§ Work order
The records follow. Filter them to the lines that hold "templates".

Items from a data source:
──────

PR #141, opened 2021-11-27
Issue templates forms

t-richard:
I noticed we tend to regularly ask people the same information when they create an issue, especially when requesting a new feature (what is the use-case, what config could look like, etc).

This PR introduces issue templates **forms**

──────

§ Written solution
Issue templates forms
This PR introduces issue templates **forms**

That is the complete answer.